═══ Input data

PR #330, opened 2020-03-10
Support WP in ProjectCreateCommand install

NickDickinsonWilde:
`build:project:create` command doesn't work for WP - attempt to use Drush.
And had a rather suspicious line: 
`// TODO: Select a different default template based on the cms type (Drupal or WordPress).`

PR implements that using the existing detection method.

### DIFF
--- a/src/Commands/BuildToolsBase.php
+++ b/src/Commands/BuildToolsBase.php
@@ -559,9 +559,10 @@ class BuildToolsBase extends TerminusCommand implements SiteAwareInterface, Buil
             'account-pass' => '',
             'site-mail' => '',
             'site-name' => ''
-        ])
+        ],
+        $upstream = 'drupal')
     {
-        $command_template = $this->getInstallCommandTemplate($composer_json);
+        $command_template = $this->getInstallCommandTemplate($composer_json, $upstream);
         return $this->runCommandTemplateOnRemoteEnv($site_env_id, $command_template, "Install site", $site_install_options);
     }
 
@@ -670,15 +671,15 @@ class BuildToolsBase extends TerminusCommand implements SiteAwareInterface, Buil
     /**
      * Determine the command to use to install the site.
      */
-    protected function getInstallCommandTemplate($composer_json)
+    protected function getInstallCommandTemplate($composer_json, $upstream)
     {
         if (isset($composer_json['extra']['build-env']['install-cms'])) {
             return $composer_json['extra']['build-env']['install-cms'];
         }
-        // TODO: Select a different default template based on the cms type (Drupal or WordPress).
-        $defaultTemplate = 'drush site-install --yes --account-mail={account-mail} --account-name={account-name} --account-pass={account-pass} --site-mail={site-mail} --site-name={site-name}';
-
-        return $defaultTemplate;
+        if ($upstream == 'empty-wordpress') {
+            return 'wp core install --url={site-url} --title="{site-name}" --admin_user={account-name} --admin_password={account-pass} --admin_email={account-mail}';
+        }
+        return 'drush site-install --yes --account-mail={account-mail} --account-name={account-name} --account-pass={account-pass} --site-mail={site-mail} --site-name={site-name}';
     }
 
     /**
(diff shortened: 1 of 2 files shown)


greg-1-anderson:
Build tools expects this in your [WordPress project template](https://github.com/pantheon-systems/example-wordpress-composer/blob/master/composer.json#L53).

I'm not opposed to having a default for WordPress in addition to Drush, but I'm not thrilled about having a separate upstream option. Maybe we could use the [version tool](https://github.com/consolidation/version-tool) to figure out what the framework is, if we need to pick a default?

cc @sugaroverflow

greg-1-anderson:
Oh, I misread the patch. This is just adding another parameter to an internal function; it's not a new flag to the command. That's not as bad.

src/Commands/BuildToolsBase.php
```diff
@@ -670,15 +671,15 @@ protected function redactMetadata($metadata, $keys_to_redact)
...
+    protected function getInstallCommandTemplate($composer_json, $upstream)
     {
         if (isset($composer_json['extra']['build-env']['install-cms'])) {
             return $composer_json['extra']['build-env']['install-cms'];
         }
-        // TODO: Select a different default template based on the cms type (Drupal or WordPress).
-        $defaultTemplate = 'drush site-install --yes --account-mail={account-mail} --account-name={account-name} --account-pass={account-pass} --site-mail={site-mail} --site-name={site-name}';
-
-        return $defaultTemplate;
+        if ($upstream == 'empty-wordpress') {
```
rvtraveller: We'll need to find a different way to detect WP or Drupal. There are plenty of people out there that use Build Tools with WP upstreams that aren't `empty-wordpress`.

rvtraveller: Actually, this might not be accurate. One moment...

rvtraveller: Yup, nevermind here. `autoDetectUpstream()` returns a fixed list.

greg-1-anderson: version-tool is a more accurate way to find the framework type.

nickwilde1990: > Build tools expects this in your [WordPress project template](https://github.com/pantheon-systems/example-wordpress-composer/blob/master/composer.json#L53)
>
Yep, I saw that through reading the function - not documented anywhere I can see - but figured a default WP and a default Drupal option covers the basics better, especially with the comment there.

re: using version-tool or something. That fixed list from autoDetectUpstream does seem a bit weak, but figured as it was being used elsewhere that was the most minimal change to be fully functional.

re: next steps, would you suggest switching to the composer.json method and not setting a default? (if so, want a documentation PR about that?). Or do you think having a default is a good direction?

nickwilde1990:
> Build tools expects this in your [WordPress project template](https://github.com/pantheon-systems/example-wordpress-composer/blob/master/composer.json#L53)

Yep, I saw that through reading the function - not documented anywhere I can see - but figured a default WP and a default Drupal option covers the basics better, especially with the comment there.

re: using version-tool or something. That fixed list from autoDetectUpstream does seem a bit weak, but figured as it was being used elsewhere that was the most minimal change to be fully functional.

re: next steps, would you suggest switching to the composer.json method and not setting a default? (if so, want a documentation PR about that?). Or do you think having a default is a good direction?

greg-1-anderson:
re: next steps, I will defer to @sugaroverflow on that

sugaroverflow:
👋 hello friends, I'm the new maintainer for build tools and still getting up to speed on the plugin and how things work. I don't completely understand what's being discussed here so I will need a bit more context :)

Questions:

> Build tools expects this in your [WordPress project template.](https://github.com/pantheon-systems/example-wordpress-composer/blob/master/composer.json#L53)

@greg-1-anderson  does `"install-cms":` take the place of `build:project:create`? so all wordpress sites are expected to use their composer.json to be installed while drupal sites are installed by drush in build tools?

Also, what is the version-tool being referenced?

nickwilde1990:
Congrats on the maintainership Fatima!
Greg may have more but:
version-tool: https://github.com/consolidation/version-tool - an standalone of Drupal (6-8) or WP detector

greg-1-anderson:
@sugaroverflow What @nickwilde1990 said is correct. We can go over this at our next sync meeting.

sugaroverflow:
note - this is waiting on #331 and will likely get in for our 2.0 :)

kporras07:
This is currently being worked on https://github.com/pantheon-systems/terminus-build-tools-plugin/pull/401 

Once merged, we could close this issue.

stevector:
https://github.com/pantheon-systems/terminus-build-tools-plugin/pull/401 was merged.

══════

Where does the word "pass" appear in the records? Copy every line that holds it.

             'account-pass' => '',
-        $defaultTemplate = 'drush site-install --yes --account-mail={account-mail} --account-name={account-name} --account-pass={account-pass} --site-mail={site-mail} --site-name={site-name}';
+            return 'wp core install --url={site-url} --title="{site-name}" --admin_user={account-name} --admin_password={account-pass} --admin_email={account-mail}';
+        return 'drush site-install --yes --account-mail={account-mail} --account-name={account-name} --account-pass={account-pass} --site-mail={site-mail} --site-name={site-name}';
-        $defaultTemplate = 'drush site-install --yes --account-mail={account-mail} --account-name={account-name} --account-pass={account-pass} --site-mail={site-mail} --site-name={site-name}';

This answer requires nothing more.